Tak czy inaczej, nie powinien zlecać usunięcia ewentualnych usterek osobie
trzeciej. Skąd niby w tej chwili ma być wiadomo czy w ogóle była jakaś
usterka?
--
Marcin
-
8. Data: 2004-07-30 11:19:08
Temat: Odp: reklamacja
Od: "michalR" <michal.mr@nospam_poczta.fm>
Użytkownik Marcin Debowski <a...@I...notrix.net> w wiadomości do grup
dyskusyjnych napisał:k...@z...router...
> Tak czy inaczej, nie powinien zlecać usunięcia ewentualnych usterek osobie
> trzeciej. Skąd niby w tej chwili ma być wiadomo czy w ogóle była jakaś
> usterka?
Wlasnie tez mi sie tak wydawalo
ale wolalem sie zapytac kogos kto sie zna :)

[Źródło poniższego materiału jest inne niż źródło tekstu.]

PR #3175, opened 2017-09-14
Bug 1399496 - Quick action menu displays incorrect string for the QR Code option

st3fan:
I am aware that this patch is against the scripts in the firefox-ios repository. The current build system does not actually use the other repo yet, and I think it is too late to change that right now.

Wg mnie nic tam sie popsuc nie moglo, a nie zamierzam
placic niby za cos czego nie widzialem.
pozdrawiam i dzieki za odpowiedz
michal
--
[ me-how<gorylek>garbusy<kropka>org<kropka>pl ]
[ VW1200 me-how edicjone,1303 pożywka dla rdzy ]
[ www.me-how.com ]
[ i bulik! A co :) z jednym kółkiem! A co :) ]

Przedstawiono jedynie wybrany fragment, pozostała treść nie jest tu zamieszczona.